---------- Information ----------

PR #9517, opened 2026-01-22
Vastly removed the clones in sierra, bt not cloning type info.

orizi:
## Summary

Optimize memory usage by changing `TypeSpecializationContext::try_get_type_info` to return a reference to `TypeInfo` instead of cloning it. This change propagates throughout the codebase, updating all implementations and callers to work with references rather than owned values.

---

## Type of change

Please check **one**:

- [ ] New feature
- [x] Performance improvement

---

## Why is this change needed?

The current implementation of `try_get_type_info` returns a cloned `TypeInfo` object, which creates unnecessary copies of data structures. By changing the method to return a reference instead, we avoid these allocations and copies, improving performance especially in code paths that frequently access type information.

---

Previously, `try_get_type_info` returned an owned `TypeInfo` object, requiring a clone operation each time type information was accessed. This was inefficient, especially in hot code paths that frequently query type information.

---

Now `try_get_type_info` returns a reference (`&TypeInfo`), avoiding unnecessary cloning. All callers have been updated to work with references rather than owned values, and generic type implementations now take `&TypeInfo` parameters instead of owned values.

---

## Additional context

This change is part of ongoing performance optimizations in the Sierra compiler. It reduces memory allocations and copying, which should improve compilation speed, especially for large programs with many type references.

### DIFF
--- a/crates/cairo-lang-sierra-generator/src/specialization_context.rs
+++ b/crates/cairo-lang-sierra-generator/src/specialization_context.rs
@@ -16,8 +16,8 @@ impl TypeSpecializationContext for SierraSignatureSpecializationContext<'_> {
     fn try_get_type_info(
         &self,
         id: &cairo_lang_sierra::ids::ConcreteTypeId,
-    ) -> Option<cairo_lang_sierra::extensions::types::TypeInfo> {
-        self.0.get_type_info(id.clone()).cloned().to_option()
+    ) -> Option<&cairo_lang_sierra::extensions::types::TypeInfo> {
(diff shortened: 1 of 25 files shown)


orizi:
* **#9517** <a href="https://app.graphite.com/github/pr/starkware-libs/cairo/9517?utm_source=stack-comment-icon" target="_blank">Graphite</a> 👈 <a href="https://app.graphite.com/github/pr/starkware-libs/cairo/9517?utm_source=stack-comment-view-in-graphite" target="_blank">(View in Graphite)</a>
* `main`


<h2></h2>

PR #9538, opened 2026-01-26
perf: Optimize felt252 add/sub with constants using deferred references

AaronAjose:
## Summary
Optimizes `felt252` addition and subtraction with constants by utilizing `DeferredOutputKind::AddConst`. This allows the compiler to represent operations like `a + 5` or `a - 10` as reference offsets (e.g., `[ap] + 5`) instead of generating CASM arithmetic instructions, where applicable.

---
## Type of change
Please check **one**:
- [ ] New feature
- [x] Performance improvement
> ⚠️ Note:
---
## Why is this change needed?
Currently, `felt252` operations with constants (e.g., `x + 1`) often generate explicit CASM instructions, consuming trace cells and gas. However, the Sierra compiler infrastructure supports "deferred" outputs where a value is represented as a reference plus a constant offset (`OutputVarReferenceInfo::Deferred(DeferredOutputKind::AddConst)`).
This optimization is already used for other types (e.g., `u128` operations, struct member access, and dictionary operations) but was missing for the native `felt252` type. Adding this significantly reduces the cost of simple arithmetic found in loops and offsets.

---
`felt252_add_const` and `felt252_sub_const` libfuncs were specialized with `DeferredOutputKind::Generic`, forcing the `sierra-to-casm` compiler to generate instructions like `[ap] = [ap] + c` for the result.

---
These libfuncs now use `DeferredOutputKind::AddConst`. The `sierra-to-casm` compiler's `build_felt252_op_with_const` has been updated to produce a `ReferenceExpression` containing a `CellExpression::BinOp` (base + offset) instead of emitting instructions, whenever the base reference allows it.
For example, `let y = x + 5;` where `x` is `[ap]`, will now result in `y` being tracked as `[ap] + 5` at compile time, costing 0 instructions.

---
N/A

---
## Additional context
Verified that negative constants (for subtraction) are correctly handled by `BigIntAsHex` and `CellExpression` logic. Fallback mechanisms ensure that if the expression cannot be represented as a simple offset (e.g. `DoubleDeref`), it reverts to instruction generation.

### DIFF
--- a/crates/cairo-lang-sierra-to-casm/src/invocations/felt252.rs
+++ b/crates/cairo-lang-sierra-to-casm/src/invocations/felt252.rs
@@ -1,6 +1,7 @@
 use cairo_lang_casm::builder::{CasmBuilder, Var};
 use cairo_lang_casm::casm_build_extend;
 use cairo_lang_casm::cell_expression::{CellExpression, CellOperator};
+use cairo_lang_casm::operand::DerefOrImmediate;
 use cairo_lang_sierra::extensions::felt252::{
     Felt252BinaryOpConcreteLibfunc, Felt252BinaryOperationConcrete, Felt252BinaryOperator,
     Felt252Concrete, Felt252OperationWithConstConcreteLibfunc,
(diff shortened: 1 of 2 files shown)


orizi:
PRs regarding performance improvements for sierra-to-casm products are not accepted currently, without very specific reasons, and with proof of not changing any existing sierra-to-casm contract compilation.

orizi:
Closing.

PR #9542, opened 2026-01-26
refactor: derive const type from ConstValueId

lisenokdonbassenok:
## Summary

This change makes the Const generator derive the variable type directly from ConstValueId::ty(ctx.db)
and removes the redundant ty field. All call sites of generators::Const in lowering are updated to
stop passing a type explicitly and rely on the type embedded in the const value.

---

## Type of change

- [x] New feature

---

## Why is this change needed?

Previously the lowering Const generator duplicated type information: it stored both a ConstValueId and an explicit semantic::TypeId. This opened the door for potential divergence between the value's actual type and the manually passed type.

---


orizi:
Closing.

----------

The data above should be reproduced in full and exactly.

PR #9517, opened 2026-01-22
Vastly removed the clones in sierra, bt not cloning type info.

orizi:
## Summary

Optimize memory usage by changing `TypeSpecializationContext::try_get_type_info` to return a reference to `TypeInfo` instead of cloning it. This change propagates throughout the codebase, updating all implementations and callers to work with references rather than owned values.

---

## Type of change

Please check **one**:

- [ ] New feature
- [x] Performance improvement

---

## Why is this change needed?

The current implementation of `try_get_type_info` returns a cloned `TypeInfo` object, which creates unnecessary copies of data structures. By changing the method to return a reference instead, we avoid these allocations and copies, improving performance especially in code paths that frequently access type information.

---

Previously, `try_get_type_info` returned an owned `TypeInfo` object, requiring a clone operation each time type information was accessed. This was inefficient, especially in hot code paths that frequently query type information.

---

Now `try_get_type_info` returns a reference (`&TypeInfo`), avoiding unnecessary cloning. All callers have been updated to work with references rather than owned values, and generic type implementations now take `&TypeInfo` parameters instead of owned values.

---

## Additional context

This change is part of ongoing performance optimizations in the Sierra compiler. It reduces memory allocations and copying, which should improve compilation speed, especially for large programs with many type references.

### DIFF
--- a/crates/cairo-lang-sierra-generator/src/specialization_context.rs
+++ b/crates/cairo-lang-sierra-generator/src/specialization_context.rs
@@ -16,8 +16,8 @@ impl TypeSpecializationContext for SierraSignatureSpecializationContext<'_> {
     fn try_get_type_info(
         &self,
         id: &cairo_lang_sierra::ids::ConcreteTypeId,
-    ) -> Option<cairo_lang_sierra::extensions::types::TypeInfo> {
-        self.0.get_type_info(id.clone()).cloned().to_option()
+    ) -> Option<&cairo_lang_sierra::extensions::types::TypeInfo> {
(diff shortened: 1 of 25 files shown)


orizi:
* **#9517** <a href="https://app.graphite.com/github/pr/starkware-libs/cairo/9517?utm_source=stack-comment-icon" target="_blank">Graphite</a> 👈 <a href="https://app.graphite.com/github/pr/starkware-libs/cairo/9517?utm_source=stack-comment-view-in-graphite" target="_blank">(View in Graphite)</a>
* `main`


<h2></h2>

PR #9538, opened 2026-01-26
perf: Optimize felt252 add/sub with constants using deferred references

AaronAjose:
## Summary
Optimizes `felt252` addition and subtraction with constants by utilizing `DeferredOutputKind::AddConst`. This allows the compiler to represent operations like `a + 5` or `a - 10` as reference offsets (e.g., `[ap] + 5`) instead of generating CASM arithmetic instructions, where applicable.

---
## Type of change
Please check **one**:
- [ ] New feature
- [x] Performance improvement
> ⚠️ Note:
---
## Why is this change needed?
Currently, `felt252` operations with constants (e.g., `x + 1`) often generate explicit CASM instructions, consuming trace cells and gas. However, the Sierra compiler infrastructure supports "deferred" outputs where a value is represented as a reference plus a constant offset (`OutputVarReferenceInfo::Deferred(DeferredOutputKind::AddConst)`).
This optimization is already used for other types (e.g., `u128` operations, struct member access, and dictionary operations) but was missing for the native `felt252` type. Adding this significantly reduces the cost of simple arithmetic found in loops and offsets.

---
`felt252_add_const` and `felt252_sub_const` libfuncs were specialized with `DeferredOutputKind::Generic`, forcing the `sierra-to-casm` compiler to generate instructions like `[ap] = [ap] + c` for the result.

---
These libfuncs now use `DeferredOutputKind::AddConst`. The `sierra-to-casm` compiler's `build_felt252_op_with_const` has been updated to produce a `ReferenceExpression` containing a `CellExpression::BinOp` (base + offset) instead of emitting instructions, whenever the base reference allows it.
For example, `let y = x + 5;` where `x` is `[ap]`, will now result in `y` being tracked as `[ap] + 5` at compile time, costing 0 instructions.

---
N/A

---
## Additional context
Verified that negative constants (for subtraction) are correctly handled by `BigIntAsHex` and `CellExpression` logic. Fallback mechanisms ensure that if the expression cannot be represented as a simple offset (e.g. `DoubleDeref`), it reverts to instruction generation.

### DIFF
--- a/crates/cairo-lang-sierra-to-casm/src/invocations/felt252.rs
+++ b/crates/cairo-lang-sierra-to-casm/src/invocations/felt252.rs
@@ -1,6 +1,7 @@
 use cairo_lang_casm::builder::{CasmBuilder, Var};
 use cairo_lang_casm::casm_build_extend;
 use cairo_lang_casm::cell_expression::{CellExpression, CellOperator};
+use cairo_lang_casm::operand::DerefOrImmediate;
 use cairo_lang_sierra::extensions::felt252::{
     Felt252BinaryOpConcreteLibfunc, Felt252BinaryOperationConcrete, Felt252BinaryOperator,
     Felt252Concrete, Felt252OperationWithConstConcreteLibfunc,
(diff shortened: 1 of 2 files shown)


orizi:
PRs regarding performance improvements for sierra-to-casm products are not accepted currently, without very specific reasons, and with proof of not changing any existing sierra-to-casm contract compilation.

orizi:
Closing.

PR #9542, opened 2026-01-26
refactor: derive const type from ConstValueId

lisenokdonbassenok:
## Summary

This change makes the Const generator derive the variable type directly from ConstValueId::ty(ctx.db)
and removes the redundant ty field. All call sites of generators::Const in lowering are updated to
stop passing a type explicitly and rely on the type embedded in the const value.

---

## Type of change

- [x] New feature

---

## Why is this change needed?

Previously the lowering Const generator duplicated type information: it stored both a ConstValueId and an explicit semantic::TypeId. This opened the door for potential divergence between the value's actual type and the manually passed type.

---


orizi:
Closing.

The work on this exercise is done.